→ **Problem**
Where in the records does the word "before" appear? Copy each line that holds it.

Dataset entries

◇ ◇ ◇

PR #69, opened 2019-03-11
KNOX-1812 - The Knox Gateway truststore should be configurable

rlevas:

The Knox Gateway truststore should be configurable

Knox relies on a trust store for various purposes
- The *KnoxCLI* (via a KnoxSession) uses a truststore to trust the connection to the Knox Gateway server
  - The truststore is determined by the Java system properties (`javax.net.ssl.trustStore`, `javax.net.ssl.trustStorePassword`) or the JVM's cacerts file

- The *Knox Gateway* server uses a truststore to trust the connections going out to the services (if connecting via TLS/SSL)
 - The truststore is set to be the same keystore as the Gateway's identitiy keystore.
 - See `org.apache.knox.gateway.dispatch.DefaultHttpClientFactory#createHttpClient`.

- The *Knox Gateway* server uses a truststore to trust the user/client connecting to it when clientauth is enabled
  - The truststore is set to be the same keystore as the Gateway's identity keystore unless one is explicitly specified in the gateway-site.xml file (`gateway.truststore.path`, `gateway.truststore.type`). If a truststore is explicitly set, the password for the truststore is looked up, using alias name "`gateway-truststore-password`", from the alias service.
  - See `org.apache.knox.gateway.services.security.impl.JettySSLService#buildSslContextFactory`.

By making the outgoing connection truststore (#2, from above) configurable, it will be possible to use the same truststore for both incoming and outgoing connections, which will be convenient when services communicate with each other via the Knox Gateway. 

To make sure the truststore configuration is flexible and backwards compatible with older versions of Knox,  new properties should be introduced in the gateway-site.xml file:
- `gateway.httpclient.truststore.path`
- `gateway.httpclient.truststore.type`
- `gateway.httpclient.truststore.password.alias`

Note: This naming convention goes along with the following properties used to configure the Gateway's HTTPClient instance: 
- `gateway.httpclient.maxConnections`
- `gateway.httpclient.connectionTimeout`
- `gateway.httpclient.socketTimeout`

If `gateway.httpclient.truststore.path` is not set in the configuration, then Gateway's identity keystore will be used (which is the current implementation); else, the configured truststore details will be used. 
 
Also, to keep things consistent, the password alias name for the _clientauth_ truststore should be configurable using the property name:

- `gateway.truststore.password.alias` (default: "`gateway-truststore-password`")

## How was this patch tested?

Manually tested using various scenarios
- defaults, backwards compatibility
- custom identity keystore, unset truststore
- default identity keystore, custom truststore
- custom identity keystore, custom truststore

Updated and created new unit test cases:
```
...
[INFO] BUILD SUCCESS
[INFO] Total time: 15:35 min (Wall Clock)
[INFO] Finished at: 2019-03-10T11:28:24-04:00
[INFO] Final Memory: 319M/1930M
```

### DIFF
--- a/gateway-server/src/main/java/org/apache/knox/gateway/services/security/impl/DefaultKeystoreService.java
+++ b/gateway-server/src/main/java/org/apache/knox/gateway/services/security/impl/DefaultKeystoreService.java
@@ -33,6 +33,7 @@ import java.io.File;
 import java.io.IOException;
 import java.net.InetAddress;
 import java.nio.charset.StandardCharsets;
+import java.nio.file.Path;
 import java.nio.file.Paths;
 import java.security.GeneralSecurityException;
 import java.security.Key;
@@ -111,7 +112,7 @@ public class DefaultKeystoreService extends BaseKeystoreService implements
 
   @Override
   public KeyStore getKeystoreForGateway() throws KeystoreServiceException {
-    return getKeystore(config.getIdentityKeystorePath(), config.getIdentityKeystoreType(), config.getIdentityKeystorePasswordAlias(), true);
+    return getKeystore(Paths.get(config.getIdentityKeystorePath()), config.getIdentityKeystoreType(), config.getIdentityKeystorePasswordAlias(), true);
   }
 
   @Override
@@ -121,7 +122,7 @@ public class DefaultKeystoreService extends BaseKeystoreService implements
       // If the trustStorePath is null, fallback to behavior before KNOX-1812
       return getKeystoreForGateway();
     } else {
-      return getKeystore(trustStorePath, config.getHttpClientTruststoreType(), config.getHttpClientTruststorePasswordAlias(), true);
+      return getKeystore(Paths.get(trustStorePath), config.getHttpClientTruststoreType(), config.getHttpClientTruststorePasswordAlias(), true);
     }
   }
 
@@ -132,15 +133,15 @@ public class DefaultKeystoreService extends BaseKeystoreService implements
 
   @Override
   public KeyStore getSigningKeystore(String keystoreName) throws KeystoreServiceException {
-    String keyStoreFile;
+    Path keyStoreFile;
     String keyStoreType;
     String passwordAlias;
     if(keystoreName != null) {
-      keyStoreFile = Paths.get(keyStoreDir, keystoreName + ".jks").toString();
+      keyStoreFile = Paths.get(keyStoreDir, keystoreName + ".jks");
       keyStoreType = "jks";
       passwordAlias = null;
     } else {
-      keyStoreFile = config.getSigningKeystorePath();
+      keyStoreFile = Paths.get(config.getSigningKeystorePath());
       keyStoreType = config.getSigningKeystoreType();
       passwordAlias = config.getSigningKeystorePasswordAlias();
     }
@@ -320,10 +321,9 @@ public class DefaultKeystoreService extends BaseKeystoreService implements
   @Override
   public KeyStore getCredentialStoreForCluster(String clusterName)
       throws KeystoreServiceException {
-    String filename = Paths.get(keyStoreDir, clusterName + CREDENTIALS_SUFFIX).toString();
     // Do not fail getting the credential store if the keystore file does not exist.  The returned
     // KeyStore will be empty.  This seems like a potential bug, but is the behavior before KNOX-1812
-    return getKeystore(filename, "JCEKS", null, false);
+    return getKeystore(Paths.get(keyStoreDir, clusterName + CREDENTIALS_SUFFIX), "JCEKS", null, false);
   }
 
   @Override
@@ -455,18 +455,18 @@ public class DefaultKeystoreService extends BaseKeystoreService implements
    * @return a {@link KeyStore}, or <code>null</code> if the requested keystore cannot be created
    * @throws KeystoreServiceException if an error occurs loading the keystore file
    */
-  private KeyStore getKeystore(String keystorePath, String keystoreType, String alias, boolean failIfNotAccessible) throws KeystoreServiceException {
-    File keystoreFile = new File(keystorePath);
+  private KeyStore getKeystore(Path keystorePath, String keystoreType, String alias, boolean failIfNotAccessible) throws KeystoreServiceException {
+    File keystoreFile = keystorePath.toFile();
 
     if (failIfNotAccessible) {
       if (!keystoreFile.exists()) {
-        LOG.keystoreFileDoesNotExist(keystorePath);
+        LOG.keystoreFileDoesNotExist(keystorePath.toString());
         throw new KeystoreServiceException("The keystore file does not exist: " + keystoreFile.getAbsolutePath());
       } else if (!keystoreFile.isFile()) {
-        LOG.keystoreFileIsNotAFile(keystorePath);
+        LOG.keystoreFileIsNotAFile(keystorePath.toString());
         throw new KeystoreServiceException("The keystore file is not a file: " + keystoreFile.getAbsolutePath());
       } else if (!keystoreFile.canRead()) {
-        LOG.keystoreFileIsNotAccessible(keystorePath);
+        LOG.keystoreFileIsNotAccessible(keystorePath.toString());
         throw new KeystoreServiceException("The keystore file cannot be read: " + keystoreFile.getAbsolutePath());
       }
     }
--- a/gateway-server/src/main/java/org/apache/knox/gateway/services/security/impl/DefaultKeystoreService.java
+++ b/gateway-server/src/main/java/org/apache/knox/gateway/services/security/impl/DefaultKeystoreService.java
@@ -64,8 +64,8 @@ public class DefaultKeystoreService extends BaseKeystoreService implements
   private static final String CERT_GEN_MODE = "hadoop.gateway.cert.gen.mode";
   private static final String CERT_GEN_MODE_LOCALHOST = "localhost";
   private static final String CERT_GEN_MODE_HOSTNAME = "hostname";
-  private static GatewayMessages LOG = MessagesFactory.get( GatewayMessages.class );
-  private static GatewayResources RES = ResourcesFactory.get( GatewayResources.class );
+  private static GatewayMessages LOG = MessagesFactory.get(GatewayMessages.class);
+  private static GatewayResources RES = ResourcesFactory.get(GatewayResources.class);
 
   private GatewayConfig config;
   private Map<String, Map<String, String>> cache = new ConcurrentHashMap<>();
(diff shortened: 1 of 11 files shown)


gateway-server/src/main/java/org/apache/knox/gateway/services/security/impl/DefaultKeystoreService.java
```diff
@@ -448,6 +437,48 @@ public String getKeystorePath() {
...
+   * reads on the file.
+   *
+   * @param keystorePath        the path to the keystore file
+   * @param keystoreType        the type of keystore file
+   * @param alias               the alias for the password to the keystore file (see {@link #getKeystorePassword(String)})
+   * @param failIfNotAccessible <code>true</code> to ensure the keystore file exists and is readable; <code>false</code> to not check
+   * @return a {@link KeyStore}, or <code>null</code> if the requested keystore cannot be created
+   * @throws KeystoreServiceException if an error occurs loading the keystore file
+   */
+  private KeyStore getKeystore(String keystorePath, String keystoreType, String alias, boolean failIfNotAccessible) throws KeystoreServiceException {
```
risdenk: Can we pass in a `Path` instead of a `String` for `keystorePath`?

gateway-server/src/test/java/org/apache/knox/gateway/services/security/impl/JettySSLServiceTest.java
```diff
@@ -368,13 +375,14 @@ public void TestBuildSslContextFactoryExplicitTrustStoreNullPassword() throws Ex
...
+    String truststorePasswordAlias = "trust_store_password";
 
-    GatewayConfig config = createGatewayConfig(true, true, identityKeystorePath, identityKeystoreType, identityKeyAlias, truststorePath, truststoreType);
+    GatewayConfig config = createGatewayConfig(true, true, identityKeystorePath, identityKeystoreType, identityKeyAlias, truststorePath, truststoreType, truststorePasswordAlias);
 
     AliasService aliasService = createMock(AliasService.class);
     expect(aliasService.getGatewayIdentityKeystorePassword()).andReturn(identityKeystorePassword).atLeastOnce();
     expect(aliasService.getGatewayIdentityPassphrase()).andReturn(identityKeyPassphrase).atLeastOnce();
-    expect(aliasService.getPasswordFromAliasForGateway(eq("gateway-truststore-password"))).andReturn(null).atLeastOnce();
+    expect(aliasService.getPasswordFromAliasForGateway(eq("trust_store_password"))).andReturn(null).atLeastOnce();
```
risdenk: I think this can be truststorePasswordAlias instead of the string?

gateway-server/src/test/java/org/apache/knox/gateway/services/security/impl/JettySSLServiceTest.java
```diff
@@ -333,13 +339,14 @@ public void TestBuildSslContextFactoryExplicitTrustStoreErrorGettingPassword() t
...
+    String truststorePasswordAlias = "trust_store_password";
 
-    GatewayConfig config = createGatewayConfig(true, true, identityKeystorePath, identityKeystoreType, identityKeyAlias, truststorePath, truststoreType);
+    GatewayConfig config = createGatewayConfig(true, true, identityKeystorePath, identityKeystoreType, identityKeyAlias, truststorePath, truststoreType, truststorePasswordAlias);
 
     AliasService aliasService = createMock(AliasService.class);
     expect(aliasService.getGatewayIdentityKeystorePassword()).andReturn(identityKeystorePassword).atLeastOnce();
     expect(aliasService.getGatewayIdentityPassphrase()).andReturn(identityKeyPassphrase).atLeastOnce();
-    expect(aliasService.getPasswordFromAliasForGateway(eq("gateway-truststore-password"))).andThrow(new AliasServiceException(null)).atLeastOnce();
+    expect(aliasService.getPasswordFromAliasForGateway(eq("trust_store_password"))).andThrow(new AliasServiceException(null)).atLeastOnce();
```
risdenk: I think this can be truststorePasswordAlias instead of the string?

gateway-server/src/test/java/org/apache/knox/gateway/services/security/impl/JettySSLServiceTest.java
```diff
@@ -281,13 +286,14 @@ public void TestBuildSslContextFactoryExplicitTrustStore() throws Exception {
...
+    String truststorePasswordAlias = "trust_store_password";
 
-    GatewayConfig config = createGatewayConfig(true, true, identityKeystorePath, identityKeystoreType, identityKeyAlias, truststorePath, truststoreType);
+    GatewayConfig config = createGatewayConfig(true, true, identityKeystorePath, identityKeystoreType, identityKeyAlias, truststorePath, truststoreType, truststorePasswordAlias);
 
     AliasService aliasService = createMock(AliasService.class);
     expect(aliasService.getGatewayIdentityKeystorePassword()).andReturn(identityKeystorePassword).atLeastOnce();
     expect(aliasService.getGatewayIdentityPassphrase()).andReturn(identityKeyPassphrase).atLeastOnce();
-    expect(aliasService.getPasswordFromAliasForGateway(eq("gateway-truststore-password"))).andReturn(truststorePassword).atLeastOnce();
+    expect(aliasService.getPasswordFromAliasForGateway(eq("trust_store_password"))).andReturn(truststorePassword).atLeastOnce();
```
risdenk: I think this can be truststorePasswordAlias instead of the string?

gateway-server/src/test/java/org/apache/knox/gateway/config/impl/GatewayConfigImplTest.java
```diff
@@ -348,4 +348,43 @@ public void testCustomIdentityKeystoreOptions() {
...
+  public void testHttpClientTruststoreOptions() {
+    GatewayConfigImpl config = new GatewayConfigImpl();
+
+    // Validate default options (backwards compatibility)
+    assertEquals("gateway-httpclient-truststore-password", config.getHttpClientTruststorePasswordAlias());
+    assertEquals("JKS", config.getHttpClientTruststoreType());
+    assertNull(config.getHttpClientTruststorePath());
+
+    // Validate changed options
+    config.set("gateway.httpclient.truststore.password.alias", "custom_password_alias");
```
risdenk: Can we use the gatewayconfig constants here?

gateway-server/src/test/java/org/apache/knox/gateway/services/security/impl/DefaultKeystoreServiceTest.java
```diff
@@ -0,0 +1,178 @@
...
+  public void testGetTruststoreForHttpClientCustomTrustStore() throws Exception {
+    final File dataDir = testFolder.newFolder();
+    final File truststoreFile = testFolder.newFile();
+    final String truststoreType = "jks";
+    final String truststorePasswordAlias = "password-alias";
+    final char[] truststorePassword = "truststore_password".toCharArray();
+
+    GatewayConfigImpl config = new GatewayConfigImpl();
+    config.set("gateway.data.dir", dataDir.getAbsolutePath());
+    config.set("gateway.httpclient.truststore.path", truststoreFile.getAbsolutePath());
```
risdenk: Can we use the gatewayconfig constants here?

rlevas: I didn't want to do that since I wanted to test that the constants (used internally) were correct.

gateway-server/src/test/java/org/apache/knox/gateway/config/impl/GatewayConfigImplTest.java
rlevas: I didn't want to do that since I wanted to test that the constants (used internally) were correct.

gateway-server/src/main/java/org/apache/knox/gateway/services/security/impl/DefaultKeystoreService.java
rlevas: I will change this...

gateway-server/src/test/java/org/apache/knox/gateway/services/security/impl/JettySSLServiceTest.java
rlevas: Fixing...

gateway-server/src/test/java/org/apache/knox/gateway/services/security/impl/JettySSLServiceTest.java
rlevas: Fixing...

gateway-server/src/test/java/org/apache/knox/gateway/services/security/impl/JettySSLServiceTest.java
rlevas: Fixing...

gateway-spi/src/main/java/org/apache/knox/gateway/dispatch/DefaultHttpClientFactory.java
```diff
@@ -79,26 +77,21 @@ public HttpClient createHttpClient(FilterConfig filterConfig) {
...
+        // The trustKeystore will be the same as the identityKeystore if a truststore was not explicitly
+        // configured in gateway-site (gateway.truststore.password.alias, gateway.truststore.path, gateway.truststore.type)
+        // This was the behavior before KNOX-1812
+        KeyStore trustKeystore = ks.getTruststoreForHttpClient();
+
         sslcontext = SSLContexts.custom()
-            .loadTrustMaterial(keystoreForGateway, new TrustSelfSignedStrategy())
-            .loadKeyMaterial(keystoreForGateway, keypass)
+            .loadTrustMaterial(trustKeystore, new TrustSelfSignedStrategy())
+            .loadKeyMaterial(identityKeystore, identityKeyPassphrase)
```
risdenk: The below comment has nothing to do with this change, but this change is in this area so commenting about it.

So I'm not sure the logic behind `loadTrustMaterial` and `loadKeyMaterial` is sound. Here are the few scenarios that I'm not sure work:

* If we have a chain of certificates in the truststore, what happens? I am not sure but this might only trust if there is a single certificate in the chain?
* If there are multiple certificates in the keystore, do we need to specify an alias to use? I think if you have multiple aliases that match it picks the first one in the keystore.

Again the above behavior didn't change as part of this PR, but would be good to follow up to make sure the scenarios aren't a problem.

rlevas: I agree this seems to be a little confusing.  Maybe we need to create a Jira to make this more explicit... maybe create our own TrustStrategy and PrivateKeyStrategy implementations.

◇ ◇ ◇

→ **Task answer**
       // If the trustStorePath is null, fallback to behavior before KNOX-1812
     // KeyStore will be empty.  This seems like a potential bug, but is the behavior before KNOX-1812
+        // This was the behavior before KNOX-1812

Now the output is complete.